▸ **BRIEF**
A complete, exact retyping of the data below is required.

Saved entries:
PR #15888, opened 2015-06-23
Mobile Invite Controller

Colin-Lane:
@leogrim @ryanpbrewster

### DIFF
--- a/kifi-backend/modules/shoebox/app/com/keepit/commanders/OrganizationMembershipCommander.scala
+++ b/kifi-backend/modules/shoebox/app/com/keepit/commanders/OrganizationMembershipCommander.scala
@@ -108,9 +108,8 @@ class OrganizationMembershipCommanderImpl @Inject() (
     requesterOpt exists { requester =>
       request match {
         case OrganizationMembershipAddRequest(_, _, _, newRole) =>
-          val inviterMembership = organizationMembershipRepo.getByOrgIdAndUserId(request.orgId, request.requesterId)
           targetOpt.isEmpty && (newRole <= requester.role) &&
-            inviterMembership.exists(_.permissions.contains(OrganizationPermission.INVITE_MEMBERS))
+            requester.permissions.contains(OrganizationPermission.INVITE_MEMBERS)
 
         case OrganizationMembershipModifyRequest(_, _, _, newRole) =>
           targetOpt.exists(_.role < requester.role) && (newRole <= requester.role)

▸ **WRITTEN SOLUTION**
PR #15888, opened 2015-06-23
Mobile Invite Controller

Colin-Lane:
@leogrim @ryanpbrewster

### DIFF
--- a/kifi-backend/modules/shoebox/app/com/keepit/commanders/OrganizationMembershipCommander.scala
+++ b/kifi-backend/modules/shoebox/app/com/keepit/commanders/OrganizationMembershipCommander.scala
@@ -108,9 +108,8 @@ class OrganizationMembershipCommanderImpl @Inject() (
     requesterOpt exists { requester =>
       request match {
         case OrganizationMembershipAddRequest(_, _, _, newRole) =>
-          val inviterMembership = organizationMembershipRepo.getByOrgIdAndUserId(request.orgId, request.requesterId)
           targetOpt.isEmpty && (newRole <= requester.role) &&
-            inviterMembership.exists(_.permissions.contains(OrganizationPermission.INVITE_MEMBERS))
+            requester.permissions.contains(OrganizationPermission.INVITE_MEMBERS)
 
         case OrganizationMembershipModifyRequest(_, _, _, newRole) =>
           targetOpt.exists(_.role < requester.role) && (newRole <= requester.role)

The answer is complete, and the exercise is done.